Ели шишки. И муравьев. Нашли муравейник, разорили и съели почти все население. От этого их прошиб такой понос, страшно было смотреть. День продвигались короткими перебежками. Падали почти одновременно, сидели, трещали каким-то жутким воздухом, и Миша говорил с отдышкой и напряжением:
– Не плачь, Гена, ты тут ни при чем. Ты мне только фамилию скажи этого гада!
– Которого, Миша?
– Который все это придумал. Он у меня, падла, будет год....
Что будет год, Миша не досказывал, снова напрягал жилы на лбу и с перерывами матерился. Потом они покушали одних ягод, да таких черных и горьких, чуть глаза не повылезали. Но понос заклинило. Это мероприятие их так истощало, что шли, непрерывно держась за штаны. Потом, непонятно с чего, ударили дожди. Должен был снег, да природа совсем сдвинулась умом, и тайга превратилась в мокрую дрянь. Спали без огня, стуча зубами. Вспомнился Гене мирный барак и лампочка над дверью. Попутчики двигались злые, как черти, спорили:
– Пора, – говорил Миша. – Ты глянь на него – одна душа осталась.
– Надо дождаться холодов. Он же сразу попортится.
– Дождешься. Одни ботинки останутся – один тебе, другой мне.
– Не бойсь. Видишь, идет. А вчера пел «Мы красные кавалеристы». Слыхал?
– Надо сказать, чтоб не пел. Пусть силы экономит.
– Ладно, – сказал Беня. – Сегодня посмотрим.
Вечером они велели Гене раздеться, вроде определить, нету ли у него таежной болезни. Долго щупали его холодными руками, страшно ругались.
– Ну что, братцы, – тревожно спрашивал Гена. – Нету? Я ничего не чувствую.
– Одевайся, Мересьев… Видишь, Миша, полно ещё.
Миша плевался на все четыре стороны, пока не устал. В общем, поругались окончательно, но потом подшибли палкой бурундука и отсрочили.

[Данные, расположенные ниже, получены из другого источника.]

PR #467, opened 2024-04-16
VC: credential from locator

vmc-crossmint:
## Description
- Allowing to retrieve a nft from a locator 
- Added some utils like 'isEncryptedCrential'.
- Minimal refactor

## Test plan
Unit test

### DIFF
--- a/packages/client/verifiable-credentials/src/presentation/getMetadata.ts
+++ b/packages/client/verifiable-credentials/src/presentation/getMetadata.ts
@@ -1,7 +1,7 @@
-import { CrossmintAPI } from "@/services/crossmintAPI";
 import { ethers, utils } from "ethers";
 
 import { nftZeroEight } from "../ABI/upgradeable721-v0.8";
+import { CrossmintAPI } from "../services/crossmintAPI";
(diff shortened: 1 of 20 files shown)


packages/client/verifiable-credentials/src/presentation/getMetadata.ts
```diff
@@ -24,11 +23,33 @@ export class ContactMetadataService {
         }
         console.debug(`Found contract ${uri} for contract ${contractAddress}`);
 
+        return this.getFromIpfs(uri);
+    }
+
+    async getContractWithVCMetadata(
```
alberto-crossmint, line 29: I find a bit of inconsistent the usage of Collection and Contract sometimes referring to the same entity. Do we have a guideling on when to use which? Why Contract here and not Collection when the return type is Collection?

alberto-crossmint (approved):

packages/client/verifiable-credentials/src/presentation/getMetadata.ts
vmc-crossmint: Agreed, will be addressed in next refactor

С каждым днем двигались все медленнее, хотя и подморозило. Дальше тянуть было нельзя. И вот ночью Гена проснулся от холода и такого разговора:
– Я тебя в тот раз послушал, – хрипел Миша, – и что вышло. Он завонялся, ты понял? А ведь мороз был… Потому что когда задушишь – это уже покойник получается, или нет? Курицу как? – Курицу режут, а кабана – колют потому что.
– Хватит, ты раз уже резал.
– Ты не это самое, я тебе говорю!
– Дура я, послушал. Надо было того брать, с шестого барака.
– У того сало старое. Попробуй увялить.
– А этого чем жрать будешь, покажи зубы.
Лежал Гена помертвевший, все понял. Вспомнил и лагерные рассказы, и разговоры с Беней, вспомнил про паспорт с карточкой и заплакал.
– Тихо! – цикнулБеня, – вроде не спит.
Наутро Гена поднялся и начал вот что:
– Как умру, братцы, – плакал он, ковыляя, – как умру, так про одно прошу: закопайте меня поглубже.
– Не бойсь, Гена, закопаем. Тебе понравится.
– Не хочу вам работу давать, да люди вам после спасибо скажут.
– Чего ты, Гена?
– Что вы их от гибели выручили, всех.
– А ну, стой, говори, чего – от гибели?
– А так. Буду я лежать, растаскает меня зверь-грызун, заразится. Убьет охотник лису, мясо свинье скормит – и нет поселка. Ох, не хотел я говорить, хотел утопиться, когда шли возле речки, да людей пожалел. Опять – рыба меня, медведь рыбу, и поехало. Называется, цепная реакция… У меня такая хвороба внутри, хуже болезни. Я раз слыхал, как врачи спорили. Говорили, в случае чего, надо глубже зарывать, как радиацию. Или держать в керосине.